What you have to do: Lines below containing the word "docs" should be copied out.
-------
Issue #155, opened 2025-02-10
Improve security docs


a-mccarthy:
We should improve our security documentation to make it easier for users to understand the security requirements for the GPU operator. This should be put on a new Security page and include the permissions and requirements of the using GPU operator, security best practices to follow, and a list of security disclosures. 

To Do:

- [ ] Create a new Security page under the NVIDIA GPU Operator heading. Move existing security content to the new page, https://docs.nvidia.com/datacenter/cloud-native/gpu-operator/latest/index.html#pod-security-context-of-the-operator-and-operands
- [ ] Add a place to track existing CVEs for the Operator and its components, link to CVE release page
- [ ] Add links to NVIDIA security disclosure policy and any relevant information related to our security response process
- [ ] Review and revise content in https://github.com/NVIDIA/cloud-native-docs/pull/136, add it to the new security page.

a-mccarthy:
cc: @cdesiniotis and @tariq1890

PR #161, opened 2025-02-18
Add security page

a-mccarthy:
Part of https://github.com/NVIDIA/cloud-native-docs/issues/155

### DIFF
--- a/gpu-operator/security.rst
+++ b/gpu-operator/security.rst
@@ -1,0 +1,99 @@
+
+*****************************
+Security Considerations
+*****************************
+
+
+Pod Security Context of the Operator and Operands
+=================================================
+
+Several of the NVIDIA GPU Operator operands, such as the driver containers and container toolkit,
+require the following elevated privileges:
+
+- ``privileged: true``
+- ``hostPID: true``
+- ``hostIPC: true``
+
+The elevated privileges are required for the following reasons:
+
+- Access to the host file system and hardware devices, such as NVIDIA GPUs.
+- Restart system services such as containerd.
+- Loading and unloading kernel modules.
+
+Only the Kubernetes cluster administrator needs to access or manage the Operator namespace.
+As a best practice, establish proper security policies and prevent any other users from accessing the Operator namespace.
+
+
+CVEs
+=================================================
+
+The following is a list of known CVEs in the GPU Operator or its operands.
+To view any published security bulletins for NVIDIA products published security bulletins for NVIDIA products, refer to the NVIDIA product security page at https://www.nvidia.com/en-us/security/.
+
+.. list-table:: CVEs
+   :widths: 20 45 35
+   :header-rows: 1
+
+   * - CVE ID
+     - Affected Components
+     - Fixed Version
+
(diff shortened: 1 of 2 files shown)


gpu-operator/security.rst
```diff
@@ -0,0 +1,103 @@
...
+- Access to the host file system and hardware devices, such as NVIDIA GPUs.
+- Restart system services such as containerd.
+- Permit users to list all GPU clients using the ``nvidia-smi`` utility.
+
+Only the Kubernetes cluster administrator needs to access or manage the Operator namespace.
+As a best practice, establish proper security policies and prevent any other users from accessing the Operator namespace.
+
+
+
+CVEs
```
a-mccarthy, line 28: Do we think a table like this is useful? Are their other fields we should maintain in our docs (all the CVE info is also in the linked bulletins)

There are a few more of these CVEs that relate to vulnerabilities in images used in older version. For completeness, we should probably include them as well, but i wanted to make sure that the table was valuable before i went to the trouble of adding all the rest.

gpu-operator/security.rst
```diff
@@ -0,0 +1,103 @@
...
+
+       NVIDIA GPU Operator, all versions up to and including 24.6.2
+     - NVIDIA Container Toolkit 1.17.0
+
+       NVIDIA GPU Operator 24.9.0
+
+   * - `NVIDIA CVE-2024-0132 <https://nvidia.custhelp.com/app/answers/detail/a_id/5582>`_
+     - NVIDIA Container Toolkit, all versions up to and including 1.16.1
+
+       NVIDIA GPU Operator, all versions up to and including 24.6.2
```
cdesiniotis, line 85:
```suggestion
       NVIDIA GPU Operator, all versions up to and including 24.6.1

```

gpu-operator/security.rst
cdesiniotis: I think it is valuable. I don't think we should add any more information to this table though. The security bulletin should be the source of truth and readers should be redirected there if they want more information about any particular CVE.

cdesiniotis (commented):
@a-mccarthy Thanks for this PR! I am good with these changes, but I would like to get another opinion on the table contents.

cdesiniotis:
ping @tariq1890 @francisguillier

gpu-operator/security.rst
```diff
@@ -0,0 +1,103 @@
...
+
+- ``privileged: true``
+- ``hostPID: true``
+- ``hostIPC: true``
+
+The elevated privileges are required for the following reasons:
+
+- Access to the host file system and hardware devices, such as NVIDIA GPUs.
+- Restart system services such as containerd.
+- Permit users to list all GPU clients using the ``nvidia-smi`` utility.
```
tariq1890, line 21: I don't think this is a valid reason:
```
Permit users to list all GPU clients using the ``nvidia-smi`` utility.
```

Let's add `Loading and unloading kernel modules` to the list

gpu-operator/security.rst
a-mccarthy: updated

tariq1890 (approved):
-------
Written reply:
Improve security docs
- [ ] Create a new Security page under the NVIDIA GPU Operator heading. Move existing security content to the new page, https://docs.nvidia.com/datacenter/cloud-native/gpu-operator/latest/index.html#pod-security-context-of-the-operator-and-operands
- [ ] Review and revise content in https://github.com/NVIDIA/cloud-native-docs/pull/136, add it to the new security page.
Part of https://github.com/NVIDIA/cloud-native-docs/issues/155
a-mccarthy, line 28: Do we think a table like this is useful? Are their other fields we should maintain in our docs (all the CVE info is also in the linked bulletins)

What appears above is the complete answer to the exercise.